● Work item
Beginning with the first line of the data below, extract each line up to and including the one containing "-24,7 +24,7 @@". Copy them exactly and add nothing.
#### Given information ####
PR #498, opened 2021-07-19
ref: Increase internal download concurrency

jan-auer:
#skip-changelog

### DIFF
--- a/crates/symbolicator/src/server.rs
+++ b/crates/symbolicator/src/server.rs
@@ -24,7 +24,7 @@ pub fn run(config: Config) -> Result<()> {
     metric!(counter("server.starting") += 1);
 
     let runtime = tokio::runtime::Builder::new_multi_thread()
-        .worker_threads(1)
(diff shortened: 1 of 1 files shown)


flub (approved):

flub:
We should merge this to master: https://app.datadoghq.com/dashboard/gbx-2ai-7ud/symbolicator?fullscreen_end_ts=1626766845972&fullscreen_paused=false&fullscreen_section=overview&fullscreen_start_ts=1626594045972&fullscreen_widget=8253687310346696&utc_override=true&from_ts=1626592967244&to_ts=1626765767244&live=true

The metrics clearly show that this is a bottleneck during normal operation, even outside of an incident and during the time this was deployed this situation was much better.

We may want to consider making it configurable.  I'm not sure if that's worth it.

jan-auer:
Merging as is for now, eventually we'll move to a default thread count that uses the number of cores.

PR #499, opened 2021-07-19
Revert "ref(download): Retry downloads to S3/GCS/HTTP/local FS sources (#485)"

relaxolotl:
This reverts commit f8ac70506666fc5633f3416d8ba4b8d5ae6fbef0.

#skip-changelog


flub:
I'm not convinced of this.  Large files would have timed out with max_download_duration during their first attempt and not been retried so not resulted in much worse behaviour.

I'd much rather see metrics around this:
* A count of number of downloads tagged by:
  * source type
  * result (ok, cancelled, write, ...)
  * attempt count (1, 2, 3)

And I'd also like to see sentry.capture_error inside the retries.

There must be a better place to write this, but it's here for now 😄

relaxolotl:
Closing this in favour of waiting to see if there are metrics that demonstrate that download retries are causing increased CPU load.

PR #500, opened 2021-07-20
 feat(ci): Run Sentry's Symbolicator integration tests

armenzg:
When we make changes to Symbolicator, we should test against the latest Sentry. Up until now, we would have to merge the change to Symbolicator's `master` branch and then open a PR on Sentry to see if anything would break.

This change ensures that every PR and `master` change is tested against the latest Sentry.

#skip-changelog


armenzg:
I believe this is working:
https://github.com/getsentry/symbolicator/runs/3116790297

.github/workflows/ci.yml
```diff
@@ -115,6 +115,69 @@ jobs:
...
+        uses: actions-rs/toolchain@v1
+        with:
+          toolchain: stable
+          profile: minimal
+          override: true
+
+      - name: Cache rust cargo artifacts
+        uses: swatinem/rust-cache@v1
+
+      - name: Build Relay
```
billyvg, line 136:
```suggestion
      - name: Build Symbolicator
```

.github/workflows/ci.yml
```diff
@@ -115,6 +115,69 @@ jobs:
...
+        run: cargo build --locked
+
+      - name: Run Relay
```
billyvg, line 139:
```suggestion
      - name: Run Symbolicator
```

.github/workflows/ci.yml
```diff
@@ -115,6 +115,69 @@ jobs:
...
+          path: ${{ steps.setup.outputs.pip-cache-dir }}
+          key: sentry-deps-${{ hashFiles('sentry/requirements**.txt') }}
+          restore-keys: sentry-deps-
+
+      - name: Setup Sentry
+        uses: ./.github/actions/setup-sentry
+        with:
+          workdir: sentry
+          snuba: true
+          kafka: true
```
billyvg, line 174: Does symbolicator need these?

armenzg: Let us try. I grabbed it from Sentry's workflow.

flub: symbolicator itself does not use kafka at all.  it only receives http requests from the `symbolicate_event` celery task.

armenzg: It definitely did not like the change and run for 6 hours:
image

armenzg: We need both services:
image

billyvg (approved):
LGTM, let's get a final approval stamp from a symbolicator owner though

flub (approved):

flub:
Looks good, thanks for doing this work for us!

PR #502, opened 2021-07-21
Fill `CacheStatus::Malformed` with more info about the exact error

relaxolotl:
Malformed is now overloaded to mean both malformed object/debug file and download error. This is a first shot at trying to add in a way to distinguish between the two. This is mostly a POC and is fairly messy, dirty code.

### DIFF
--- a/crates/symbolicator/src/cache.rs
+++ b/crates/symbolicator/src/cache.rs
@@ -283,42 +283,17 @@ impl Cache {
         //   - `b"malformed"` + b"some error description"
         //   - `b"malformedbadobject"` + b"some error description"
         //   - `b"malformeddownloaderror"` + b"some error description"
-        //   Like negative/empty, it represents a failed download and mtime represents when the
-        //   failure occurred. This covers all non-400 download errors.
+        //   Like negative/empty, it represents a failed download or a failed symcache conversion.
+        //   mtime represents when the failure occurred. This covers all non-400 download errors.
         // * ok (don't really have a name): File has any other content, mtime is used to keep track
         //   of last use.
         let metadata = path.metadata()?;
 
         log::trace!("File length: {}", metadata.len());
 
-        // TODO: there's probably a cleaner way to write the entire block below
-        let (is_malformed, is_retryable) = if metadata.len() >= MALFORMED_MARKER.len() as u64 {
-            let max_to_read = MALFORMED_MARKER.len() + DOWNLOAD_ERROR_MARKER.len();
-            let amount_to_read = max_to_read.min(metadata.len() as usize);
+        let strategy = cleanup_strategy(path)?;
 
-            let mut file = File::open(path)?;
-            let mut buf = vec![0; amount_to_read];
-            file.read_exact(&mut buf)?;
-
-            log::trace!("First {} bytes: {:?}", buf.len(), buf);
-            if buf.starts_with(&[MALFORMED_MARKER, DOWNLOAD_ERROR_MARKER].concat())
-                || buf.starts_with(&[MALFORMED_MARKER, TIMEOUT_MARKER].concat())
-            {
-                (false, true)
-            } else if buf.starts_with(&[MALFORMED_MARKER, BAD_OBJECT_MARKER].concat())
-                || buf.starts_with(MALFORMED_MARKER)
-            {
-                (true, false)
-            } else {
-                (false, false)
-            }
-        } else {
-            (false, false)
-        };
-
-        let is_negative = metadata.len() == 0;
-
-        if is_malformed {
+        if strategy == CleanupStrategy::Malformed {
             // Immediately expire malformed items that have been created before this process started.
             // See docstring of MALFORMED_MARKER
 
@@ -339,7 +314,7 @@ impl Cache {
             }
         }
 
-        let max_mtime = if is_negative || is_retryable {
+        let max_mtime = if strategy == CleanupStrategy::Negative {
             self.cache_config.retry_misses_after()
         } else {
             self.cache_config.max_unused_for()
@@ -357,8 +332,7 @@ impl Cache {
             None
         };
 
-        Ok(!is_negative
-            && !is_malformed
+        Ok(strategy == CleanupStrategy::None
             && mtime.map(|x| x > Duration::from_secs(3600)).unwrap_or(true))
     }
 
@@ -389,6 +363,62 @@ impl Cache {
             }
             None => Ok(NamedTempFile::new()?),
         }
+    }
+}
+
+/// Cleanup strategies for cache items. These aren't named after the strategies themselves right now
+/// due to how difficult it is to put a name to them. They're loosely named after the type of cache
+/// entry they should be used on instead.
+#[derive(Debug, PartialEq)]
+enum CleanupStrategy {
+    /// Clean up after it is untouched for a fixed period of time.
+    None,
+    /// Clean up after a forced cool-off period so it can be re-downloaded.
+    Negative,
+    /// Clean up after it is untouched for a fixed period of time. Immediately clean up if the item
+    /// was last touched before the process executing cleanup started.
+    Malformed,
+}
+
+/// Reads a cache item at a given path and returns the cleanup strategy that should be used
+/// for the item.
+fn cleanup_strategy(path: &Path) -> io::Result<CleanupStrategy> {
+    let metadata = path.metadata()?;
+    if metadata.len() == 0 {
+        return Ok(CleanupStrategy::Negative);
+    }
+    // Whatever it is, it's not malformed or negative so just leave it be
+    if metadata.len() < MALFORMED_MARKER.len() as u64 {
+        return Ok(CleanupStrategy::None);
+    }
+
+    let mut file = File::open(path)?;
+    let mut buf = vec![0; MALFORMED_MARKER.len()];
+    file.read_exact(&mut buf)?;
+
+    log::trace!("First {} bytes: {:?}", buf.len(), buf);
+
+    // Not malformed so just leave it be
+    if buf != MALFORMED_MARKER {
+        return Ok(CleanupStrategy::None);
+    }
+
+    // We're cheating here and working off of the knowledge that
+    // DOWNLOAD_ERROR_MARKER is the longest of all known malformed cause markers
+    let max_to_read = DOWNLOAD_ERROR_MARKER.len();
+    let left_to_read = metadata.len() as usize - MALFORMED_MARKER.len();
+    let amount_to_read = max_to_read.min(left_to_read);
+    buf = vec![0; amount_to_read];
+
+    file.read_exact(&mut buf)?;
+    log::trace!("Next {} bytes: {:?}", buf.len(), buf);
+
+    if buf.starts_with(DOWNLOAD_ERROR_MARKER) || buf.starts_with(TIMEOUT_MARKER) {
+        Ok(CleanupStrategy::Negative)
+    } else {
+        // It's either a genuinely malformed object, or we have no idea kind of
+        // malformed it is so just going to treat it like it's malformed
+        Ok(CleanupStrategy::Malformed)
     }
 }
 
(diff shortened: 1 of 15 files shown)


crates/symbolicator/src/cache.rs
```diff
@@ -26,6 +26,37 @@ use crate::types::Scope;
...
+}
+
+impl From<MalformedCause> for &[u8] {
+    fn from(val: MalformedCause) -> Self {
+        match val {
+            MalformedCause::BadObject => b"badobject",
+            MalformedCause::DownloadError => b"downloaderror",
+            // TODO: This could cause us to erase valid causes in the future if we introduce new
+            // variants. Maybe we should store the unrecognized cause inside of Unknown?
+            MalformedCause::Unknown => &[],
```
flub, line 55: You could solve this by using `MalformedCause::Other(String)` instead of `MalformedCause::Unknown`?

crates/symbolicator/src/cache.rs
```diff
@@ -26,6 +26,37 @@ use crate::types::Scope;
 /// yet.
 pub const MALFORMED_MARKER: &[u8] = b"malformed";
 
+#[derive(Debug, Clone, Copy, Eq, PartialEq)]
+pub enum MalformedCause {
+    BadObject,
+    DownloadError,
```
flub, line 32: How bad would it be to go straight to `DownloadError(String)` (same for `BadObject`)?  That way we can even add a message.

flub (commented):
partial review only so far

crates/symbolicator/src/cache.rs
relaxolotl: So I'm a little hesitant to commit to storing a full string here for two reasons:
1. It would make reading the malformed file a little bit more difficult, and easier to game/fool since the length of the file would be variable at this point.
2. The dream would be to figure out a way to restore the underlying download or object error based off of this string, which `DownloadError(String)` doesn't really solve ): Key places where it would be useful to restore the original error when we have access to only the string read from the file would be in `SymCacheFile::parse()` and `CfiCacheModule::extend()`, both of which are changed in this diff. 

I figured a good compromise was to store the general category of error without preserving specifics via this enum. The malformed file's contents continue to be restricted to a very small, predictable set of values at the cost of losing some detail. Something to note is that this does loosely relate to and/or address the comment above as well. 

I'm open to being convinced that using `BadObject(String)`, `DownloadError(String)`, `Other(String)` might be a better idea. Alternative approaches where we could store a string that allows for a more meaningful conversion from `CacheStatus` to `ObjectFileStatus` would be very welcome, since the latter does have a variant that wraps around `DownloadError`s and whatnot as well.

crates/symbolicator/src/services/download/gcs.rs
```diff
@@ -205,6 +205,14 @@ impl GcsDownloader {
...
     }
 
+    /// Downloads a source hosted on GCS.
+    ///
+    /// # Errors
+    /// - [`GcsError::InvalidUrl`]: the url was malformed and/or could not be parsed
+    /// - [`DownloadError::Reqwest`]: unable to begin streaming the source, or the initial HEAD
+    ///   request encountered an error
+    /// - [`DownloadError::Rejected`]: the initial HEAD request received a non-successful response
+    /// - [`DownloadError::Cancelled`]: the request timed out
```
flub, line 215: in general these descriptions should probably be documented on the error types instead?  Not that i mind too much, but having this in every use might become tricky to all keep up to date.

crates/symbolicator/src/services/objects/data_cache.rs
```diff
@@ -71,7 +71,12 @@ impl ObjectHandle {
         match self.status {
             CacheStatus::Positive => Ok(Some(Object::parse(&self.data)?)),
             CacheStatus::Negative => Ok(None),
-            CacheStatus::Malformed => Err(ObjectError::Malformed),
+            CacheStatus::Malformed(MalformedCause::BadObject)
+            | CacheStatus::Malformed(MalformedCause::Unknown) => Err(ObjectError::Malformed),
+            CacheStatus::Malformed(MalformedCause::DownloadError) => {
+                // TODO: how can we restore the original error?
+                Err(ObjectError::Download(DownloadError::Canceled))
```
flub, line 78: We can't (or well, it might be possible but too complicated.  I'd try and add a message to the cache as explained above and then add a `DownloadError::Cached(String)` variant, that way we can propagate a details message.  But we don't need a full error message.  If it needed capturing into a sentry error it only needed capturing the non-cached version.

crates/symbolicator/src/services/download/gcs.rs
relaxolotl: Good point; I added all of these in because I started finding it a bit tedious constantly comparing the `download_source` implementations across all sources and seeing which errors were actually thrown by them while I was updating its consumers (`dispatch_download`, `download`, data cache itself, etc.)

I'll double check to see if all of the download error variants are consistently being used in the same spots, and move them if it doesn't differ from one source's `download_source` to another (e.g. does HTTP return `DownloadError::Request` for other things? does GCS? does S3?)

crates/symbolicator/src/cache.rs
```diff
@@ -201,24 +234,37 @@ impl Cache {
...
+        let malformed_markers = &[
+            MALFORMED_MARKER,
+            &[MALFORMED_MARKER, MalformedCause::BadObject.into()].concat(),
+            &[MALFORMED_MARKER, MalformedCause::DownloadError.into()].concat(),
+            &[MALFORMED_MARKER, MalformedCause::Unknown.into()].concat(),
+        ];
+
+        let mut is_malformed = false;
+        for marker in malformed_markers {
+            if marker.len() as u64 != metadata.len() {
```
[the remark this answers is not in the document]
relaxolotl: Would it be safe to say that Sentry exclusively controls the cache files, and they're mostly protected with the right permissions and whatnot to prevent somebody from going in and mucking around in their contents? 

My main fear is that allowing "anything" to be written and read is a pretty great way to ask for this to be exploited. Regardless, I'm thinking maybe we could just add in reasonable read/write limits as an initial preventative measure if the files are difficult to manipulate in a malicious way and go from there, thoughts?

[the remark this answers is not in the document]
relaxolotl: spoke to @flub about this last week and confirmed that cache files on sentry at least are only controlled by sentry and there exists reasonable measures to prevent unauthorized access to them. taking this and the fact that symbolicator is the only thing that's writing to these cache files, it should be safe to do basic checking and not worry too much about the contents of cache entries for malformed files.

relaxolotl:
reworked this significantly:
- rebased off of #505 
- `MalformedCause`s now wrap around a string that contains a brief description of the error
- `MalformedCause`s related to download errors use the same retry logic as negative caches
- sources cached as malformed due to download errors will now show up in the list of candidates during symbolication

crates/symbolicator/src/cache.rs
relaxolotl: see https://github.com/getsentry/symbolicator/pull/502#discussion_r677972226

crates/symbolicator/src/cache.rs
relaxolotl: it is done

crates/symbolicator/src/cache.rs
```diff
@@ -201,23 +274,42 @@ impl Cache {
...
         // * negative/empty: An empty file. Represents a failed download. mtime is used to indicate
         //   when the failed download happened (when the file was created)
-        // * malformed: A file with the content `b"malformed"`. Represents a failed symcache
-        //   conversion. mtime indicates when we attempted to convert.
+        // * malformed: A file that starts with `b"malformed"`. Its contents should be one of the
+        //   following permutations:
+        //   - `b"malformed"` + b"some error description"
+        //   - `b"malformedbadobject"` + b"some error description"
+        //   - `b"malformeddownloaderror"` + b"some error description"
+        //   Like negative/empty, it represents a failed download and mtime represents when the
```
Swatinem, line 282: as well as failed symcache conversion

crates/symbolicator/src/cache.rs
```diff
@@ -201,23 +274,42 @@ impl Cache {
...
+            let amount_to_read = max_to_read.min(metadata.len() as usize);
+
             let mut file = File::open(path)?;
-            let mut buf = vec![0; MALFORMED_MARKER.len()];
+            let mut buf = vec![0; amount_to_read];
             file.read_exact(&mut buf)?;
 
             log::trace!("First {} bytes: {:?}", buf.len(), buf);
-            buf == MALFORMED_MARKER
+            if buf.starts_with(&[MALFORMED_MARKER, DOWNLOAD_ERROR_MARKER].concat())
```
Swatinem, line 300: `.concat()` allocates, so we probably shouldn’t do it like this.

I can imagine something like this:

```
let mut is_retryable = false;
let is_malformed = buf.starts_with(...);
if is_malformed {
is_retryable = buf.starts_with(...) || buf.starts_with(...);
}
```

or similar. I think that is also easier to read than the `.concat()` variant.

crates/symbolicator/src/services/download/mod.rs
```diff
@@ -131,16 +138,15 @@ impl DownloadService {
...
-            }
             Ok(status) => {
-                log::debug!("Fetched debug file from {:?}: {:?}", source, status);
+                match status {
+                    DownloadStatus::Completed => {
+                        log::debug!("Did not fetch debug file from {:?}: {:?}", source, status);
+                    }
+                    DownloadStatus::NotFound => {
+                        log::debug!("Fetched debug file from {:?}: {:?}", source, status);
+                    }
```
Swatinem, line 148: these are switched around

crates/symbolicator/src/services/objects/data_cache.rs
```diff
@@ -337,7 +373,7 @@ mod tests {
 
             // for each of the different symbol sources, we assert that:
             // * we get a negative cache result no matter how often we try
-            // * we hit the symbol source exactly once for the initial request
+            // * we hit the symbol source once for the initial request, then another 3 times to retry
```
Swatinem, line 376: *another* 3 times, or 3 in total? I was under the impression that we try 3 times in total, so this might be wrong in a different place?

crates/symbolicator/src/services/objects/data_cache.rs
```diff
@@ -424,10 +475,17 @@ mod tests {
                 ..find_object
             };
             let result = objects_actor.find(find_object.clone()).await.unwrap();
-            assert_eq!(result.meta.unwrap().status, CacheStatus::Malformed);
+            assert_eq!(
+                result.meta.unwrap().status,
+                CacheStatus::Malformed(MalformedCause::Timeout)
+            );
+            // Timeouts don't retry ):
```
Swatinem, line 482: I think you can tweak the per-connection vs per-request timeouts to trigger a retry here

crates/symbolicator/src/services/objects/data_cache.rs
relaxolotl: It's another three times, I believe: 
https://github.com/getsentry/symbolicator/blob/1aa8a7a0aa9af4259a27a3a736a0cf874709bf6d/crates/symbolicator/src/utils/futures.rs#L290-L297

The check happens in the helper after the task is executed, so this retries 3 times in total.

crates/symbolicator/src/cache.rs
relaxolotl: the logic here is pretty complex, so i've reworked this using a slightly different approach to track what type of cache file we have (look for `CacheStrategy` in the diff).

crates/symbolicator/src/services/objects/data_cache.rs
relaxolotl: resolved via the addition of the error string into the cache status

relaxolotl:
i'm going to approach this differently: the changes in #502 and #504 will be consolidated into a series of 3-4 small PRs that will:
- gradually migrate symbolicator into a state that can distinguish between unexpected download errors and genuine malformed errors
- both malformed and download cache entries will contain some small amount of diagnostic information 
- download cache entries will use the same expiration strategy as negative cache entries.

i'm going to close this PR in favour of this new approach.

PR #505, opened 2021-07-27
feat(cache): Be less strict about the contents of malformed cache files so they're easier to extend

relaxolotl:
This makes the checking on cache files a little more lenient: as long as the file begins with the correct set of bytes then it's a valid malformed cache entry (despite its name).

This should make it easier to merge and deploy https://github.com/getsentry/symbolicator/pull/502, particularly if it goes bad: if it turns out that #502's changes need to be reverted then the cache won't be completely broken if this PR's changes are around.

#skip-changelog

### DIFF
--- a/crates/symbolicator/src/cache.rs
+++ b/crates/symbolicator/src/cache.rs
@@ -51,7 +51,7 @@ impl AsRef<str> for CacheStatus {
 
 impl CacheStatus {
     pub fn from_content(s: &[u8]) -> CacheStatus {
-        if s == MALFORMED_MARKER {
+        if s.starts_with(MALFORMED_MARKER) {
             CacheStatus::Malformed
         } else if s.is_empty() {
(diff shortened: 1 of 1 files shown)


crates/symbolicator/src/cache.rs
```diff
@@ -620,8 +620,10 @@ mod tests {
         // File has same amount of chars as "malformed", check that optimization works
         File::create(tempdir.path().join("foo/keepthis"))?.write_all(b"addictive")?;
         File::create(tempdir.path().join("foo/keepthis2"))?.write_all(b"hi")?;
+        File::create(tempdir.path().join("foo/keepthis3"))?.write_all(b"honkhonkbeepbeep")?;
```
Swatinem, line 623: honkhonk

Swatinem (approved):

loewenheim (approved):

PR #508, opened 2021-07-30
fix: Avoid serializing minidumps over procspawn

Swatinem:
Instead of passing (and serializing) a byte buffer to procspawn, this will rather create a tempfile and pass that path via procspawn.

This seems to be a small win when processing a 20M minidump, though note that I was timing `cargo run -p process-event` so timings include overhead from both cargo and uploading of the minidump.

before:
  Time (mean ± σ):      1.611 s ±  0.041 s    [User: 274.8 ms, System: 102.0 ms]
  Range (min … max):    1.548 s …  1.697 s    10 runs
after:
  Time (mean ± σ):      1.526 s ±  0.024 s    [User: 275.7 ms, System: 101.5 ms]
  Range (min … max):    1.496 s …  1.573 s    10 runs

Due to some error handling and borrowcheck shenanigans, the minidumps are now persisted in the diagnostics cache for *all* errors during processing, while previously timeouts were ignored.

### DIFF
--- a/crates/symbolicator/src/endpoints/minidump.rs
+++ b/crates/symbolicator/src/endpoints/minidump.rs
@@ -33,10 +33,13 @@ async fn handle_minidump_request(
         let content_disposition = field.content_disposition();
         match content_disposition.as_ref().and_then(|d| d.get_name()) {
             Some("upload_file_minidump") => {
-                let minidump_file = tempfile::Builder::new()
-                    .prefix("minidump")
-                    .suffix(".dmp")
-                    .tempfile()?;
+                let mut minidump_file = tempfile::Builder::new();
+                minidump_file.prefix("minidump").suffix(".dmp");
+                let minidump_file = if let Some(tmp_dir) = state.config().cache_dir("tmp") {
+                    minidump_file.tempfile_in(tmp_dir)
+                } else {
+                    minidump_file.tempfile()
+                }?;
                 let (mut file, temp_path) = minidump_file.into_parts();
 
                 read_multipart_file(field, &mut file).await?;
--- a/crates/symbolicator/src/endpoints/minidump.rs
+++ b/crates/symbolicator/src/endpoints/minidump.rs
@@ -1,12 +1,12 @@
+use std::io::Write;
+
 use actix_web::{error, multipart, App, Error, HttpMessage, HttpRequest, Json, Query, State};
 use futures::{compat::Stream01CompatExt, StreamExt};
 
 use crate::endpoints::symbolicate::SymbolicationRequestQueryParams;
 use crate::services::Service;
 use crate::types::{RequestOptions, SymbolicationResponse};
-use crate::utils::multipart::{
-    read_multipart_file, read_multipart_request_options, read_multipart_sources,
-};
+use crate::utils::multipart::{read_multipart_request_options, read_multipart_sources};
 use crate::utils::sentry::ConfigureScope;
 
 async fn handle_minidump_request(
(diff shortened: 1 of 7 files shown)


crates/symbolicator/src/services/symbolication.rs
```diff
@@ -1939,12 +1903,49 @@ impl SymbolicationActor {
...
+                    Err(err) => {
+                        if self.diagnostics_cache.cache_dir().is_some() {
+                            match minidump_file.keep() {
+                                Ok((_file, path)) => {
+                                    sentry::configure_scope(|scope| {
+                                        scope.set_extra(
+                                            "crashed_minidump",
+                                            sentry::protocol::Value::String(
+                                                path.to_string_lossy().to_string(),
+                                            ),
```
flub, line 1934: ugh, we should make the SDK nicer to use ;)

flub (approved):

jan-auer (changes requested):
1. Rather than passing in a named temp file, pass around the `File`, if possible. The OS should still keep it open.
2. Stream into a file directly in the endpoint, then pass around the file. @flub we've had various versions of this in the past already, do you remember where this was?

flub:
> 2. Stream into a file directly in the endpoint, then pass around the file. @flub we've had various versions of this in the past already, do you remember where this was?

hmm, no i don't.  sorry

Swatinem:
now streaming directly to a file (and updating rustc), I get these timings, though I noticed they have high variability:

before:
  Time (mean ± σ):      1.694 s ±  0.028 s    [User: 288.2 ms, System: 106.9 ms]
  Range (min … max):    1.656 s …  1.749 s    10 runs
after:
  Time (mean ± σ):      1.621 s ±  0.030 s    [User: 294.3 ms, System: 110.5 ms]
  Range (min … max):    1.585 s …  1.676 s    10 runs

loewenheim (approved):

crates/symbolicator/src/services/symbolication.rs
```diff
@@ -1831,7 +1792,11 @@ impl SymbolicationActor {
 
                     // Stackwalk the minidump.
                     let cfi = load_cfi_for_processor(cfi_caches);
-                    let minidump = ByteView::from_slice(&minidump);
+                    // we cannot map an `io::Error` into `MinidumpNotFound` since there is no public
+                    // constructor on `ProcessResult`. Passing in an empty buffer should result in
+                    // the same error though.
+                    let minidump =
+                        ByteView::open(minidump_path).unwrap_or_else(|_| ByteView::from_slice(b""));
```
jan-auer, line 1799: An empty buffer will now result in a generic "failed to read miniump" error with little information for debugging.

Is there no way you can wrap the error somehow?

crates/symbolicator/src/endpoints/minidump.rs
```diff
@@ -32,17 +32,34 @@ async fn handle_minidump_request(
...
+                let (mut file, temp_path) = minidump_file.into_parts();
+
+                let mut stream = field.compat();
+                // it would have been nice to use `tokio::io::copy`, or at least the non-blocking
+                // `tokio::fs::File` / `tokio::io::AsyncWriteExt`, but that needs to run in the
+                // context of a tokio 1 executor, which these futures do not.
+                //let mut file = tokio::fs::File::from_std(file);
+                while let Some(chunk) = stream.next().await {
+                    file.write_all(&chunk?)?;
+                }
```
jan-auer, line 49: This is basically the intent of `read_multipart_file`. It would be nice to move this logic there so it's used by all places dealing with files.

The contents of the comment here are true, although I'm not sure if it's worth writing such a long rant for such a simple loop.

jan-auer (approved):

crates/symbolicator/src/services/symbolication.rs
Swatinem: I think "minidump not found" is the appropriate error here. Also, not sure what to wrap this with, as also everything needs to go through serde, which `std::io::Error` does not.

crates/symbolicator/src/services/symbolication.rs
```diff
@@ -1942,9 +1904,38 @@ impl SymbolicationActor {
...
+                let result = match self
+                    .stackwalk_minidump_with_cfi(&minidump_file, &cfi_caches)
+                    .await
+                {
+                    Ok(res) => res,
+                    Err(err) => {
+                        if let Some(dir) = self.diagnostics_cache.cache_dir() {
+                            if let Some(file_name) = minidump_file.file_name() {
+                                let path = dir.join(file_name);
+                                match minidump_file.persist(&path) {
```
flub, line 1916: > Note: Temporary files cannot be persisted across filesystems.

Are we sure this is never going to be the case?  It often is the case that `/tmp` is a different filesystem.  And afaik our cache directory is a persistent volume so very likely to be a different filesystem to wherever tempfile defaults.

/cc @beezz: can you confirm whether this would work or not?

flub (changes requested):
There is some elegance to writing it to disk straight away... but I'm not sure I really like this more than the solution before which didn't have this filesystem problem because it could directly save in the diagnostics cache.  Though thinking of it, this made it impossible to detect what files in the diagnostics cache were actually failed and which ones were life, so maybe that was also not a good solution.

Sorry, only creating problems here it seems, not providing solutions 😕

crates/symbolicator/src/services/symbolication.rs
Swatinem: I changed this to save the files in `$CACHE/tmp` which is also used for other tmp files already, so that won’t run into this particular problem.

flub (approved):

PR #134, opened 2025-11-06
[event-loop] Kqueue backend

lalinsky:
WIP

### DIFF
--- a/src/event/backends/kqueue.zig
+++ b/src/event/backends/kqueue.zig
@@ -42,6 +42,7 @@ const EV_EOF: u16 = 0x8000;
 allocator: std.mem.Allocator,
 kqueue_fd: i32 = -1,
 async_impl: ?AsyncImpl = null,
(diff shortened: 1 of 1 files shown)


lalinsky:
@claude help me finish this

lalinsky:
@claude you should use the kqueue definitions from std.c, not define your own

lalinsky:
@claude do we need the poll_queue? does kqueue also have problem with having duplicate fds in there? or can we create e.g. one event for read, one for write. if that's possible, we should not use the queue.

lalinsky:
@claude do the refactoring to remove the poll queue

lalinsky:
@claude we should use EVFILT_USER for async

lalinsky:
@claude What do we need to do to fix freebsd?

lalinsky:
@claude this is incredibly inefficient, one syscall per operations, submissions need to be batches, we submit one batch, get one batch, proceed until we submitted all requests we had when we started tick, only the last all is blocking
####
● Task output
PR #498, opened 2021-07-19
ref: Increase internal download concurrency

jan-auer:
#skip-changelog

### DIFF
--- a/crates/symbolicator/src/server.rs
+++ b/crates/symbolicator/src/server.rs
@@ -24,7 +24,7 @@ pub fn run(config: Config) -> Result<()> {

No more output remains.